Matryoshka Dolls Metaphor
A metaphor used to describe scale, indicating that scales can be nested within one another, similar to Russian dolls, each contributing to a comprehensive whole and implying a fixed container-like structure.
Actor-Network Theory (ANT)
A sociological theory proposed by Bruno Latour, particularly influential from the 1980s onwards, that describes how human and non-human entities (actors) interact and form flexible networks, challenging traditional notions of causality and scale.
Human Geography without Scale
A concept proposed by Kevin Marston, Martin Jones, and Kristen Woodward in 2005, which critiques the utility of scale as an ontological category in human geography, advocating for a flatter, more site-based understanding of geographical phenomena.
Relational Thinking on Scale
An approach to understanding scale that emphasizes the dynamic connections and relationships between different entities and their processes across various spatial manifestations, rather than treating scales as pre-defined, isolated containers. This aligns with Doreen Massey's concepts of space as always-in-the-making and constituted by relations.

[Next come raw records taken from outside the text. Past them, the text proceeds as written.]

PR #2279, opened 2021-02-03
Submission process swapped dialogs (EXPOSUREAPP-4899)

SamuraiKek:
Fixes the dialog displayed when canceling the submission process after getting a positive result. 

Very small change to the condition that sets the dialogs.

Test steps can be found in the ticket


Corona-Warn-App/src/main/java/de/rki/coronawarnapp/ui/submission/resultavailable/SubmissionTestResultAvailableFragment.kt
```diff
@@ -83,7 +83,7 @@ class SubmissionTestResultAvailableFragment : Fragment(R.layout.fragment_submiss
         var dialogTitle = R.string.submission_test_result_available_close_dialog_title_consent_not_given
         var dialogBody = R.string.submission_test_result_available_close_dialog_body_consent_not_given
 
-        if (binding.submissionTestResultAvailableConsentStatus.consent) {
+        if (!binding.submissionTestResultAvailableConsentStatus.consent) {
```
harambasicluka, line 86: I think your fix is valid, but if I read this:
1. consent not given strings are set
2. consent isn't given -> consent given strings are used

Are the strings maybe named wrong?

SamuraiKek: Yes, it looks like they are. The last changes pushed should take care of this.

Corona-Warn-App/src/main/res/values-de/strings.xml
```diff
@@ -1274,15 +1274,15 @@
     <!-- YTXT: Text for consent given -->
     <string name="submission_test_result_available_text_consent_given">"Vielen Dank, dass Sie mithelfen, andere zu warnen und damit einverstanden sind, Ihr Testergebnis zu teilen. \n\n"<b>"Bitte geben Sie Ihr Testergebnis im nächsten Schritt frei, indem Sie „Teilen“ antippen."</b>""</string>
     <!-- XHED: Close screen popup title for consent given -->
-    <string name="submission_test_result_available_close_dialog_title_consent_given">"Wollen Sie wirklich abbrechen?"</string>
+    <string name="submission_test_result_available_close_dialog_title_consent_given">"Achtung:\nSie sind dabei den Vorgang abzubrechen.\nSie haben Ihre Mitmenschen noch nicht gewarnt. Bitte schützen Sie Ihre Mitmenschen und schließen Sie den Vorgang ab."</string>
```
chiljamgossow, line 1277: This seems wrong. The title and body are switched now. Title is too long to be visible.
device-2021-02-04-141213

chiljamgossow (changes requested):

Corona-Warn-App/src/main/res/values-de/strings.xml
SamuraiKek: This ticket only solves the switched dialogs problem. It's known that the texts need to be changed and a new PR with the right string will be added when we get them

chiljamgossow: I can see above and below in the strings file  that text has been switched. The popup before also shows that is was the other way around before.

SamuraiKek: That's true, but check Luka's comment https://github.com/corona-warn-app/cwa-app-android/pull/2279#discussion_r569453901. They were wrongly named since the beginning.

chiljamgossow: The content of submission_test_result_available_close_dialog_body_consent_given and submission_test_result_available_close_dialog_title_consent_given needs to be switched. They are not correct in the UI as shown above.

harambasicluka:
I think the body and title are interchanged.

image

Corona-Warn-App/src/main/res/values-de/strings.xml
harambasicluka: Yes @chiljamgossow is right, the naming of the keys where wrong like `given` vs `not_given`. But now the body and the title are still interchanged.

harambasicluka (changes requested):

SamuraiKek:
Hey folks, after looking further into it, I'm still convinced that the dialogs show up when expected and have the right titles and dialogs:

The consent is on by default and the user must press "Andere warnen" and put it to "Gestoppt" to revoke the consent.

Ticket 4899 - cancel submission with consent (default state):



`submission_test_result_available_close_dialog_title_consent_given` has text 'Achtung:\nSie sind dabei den Vorgang abzubrechen.\nSie haben Ihre Mitmenschen noch nicht gewarnt. Bitte schützen Sie Ihre Mitmenschen und schließen Sie den Vorgang ab.'

'submission_test_result_available_close_dialog_body_consent_given` has text 'Möchten Sie den Vorgang wirklich abbrechen?`

The dialog that shows up: 

4899-dialog


Ticket 4946 - cancel submission without consent:



`submission_test_result_available_close_dialog_title_consent_not_given` has text `Wollen Sie wirklich abbrechen?`

`submission_test_result_available_close_dialog_body_consent_not_given` has text `Ihre bisherigen Angaben werden nicht gespeichert.`

The dialog that shows up:

4946-dialog

chiljamgossow (approved):
LGTM

harambasicluka (approved):

janetback (approved):
UA approved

Erik Swyngedouw's 'Production of Scale'
A critical geographic concept asserted by Erik Swyngedouw, prominent from the 1990s, highlighting that scales are not natural or given but are actively produced, contested, and reconfigured through specific social, political, and economic processes, often tied to capitalist development.
Scalar Fixes
A concept, often discussed in relation to Neil Smith's work on scale, describing attempts by capital or states to resolve economic or political crises by geographically and spatially rescaling processes from one geographical scale to another.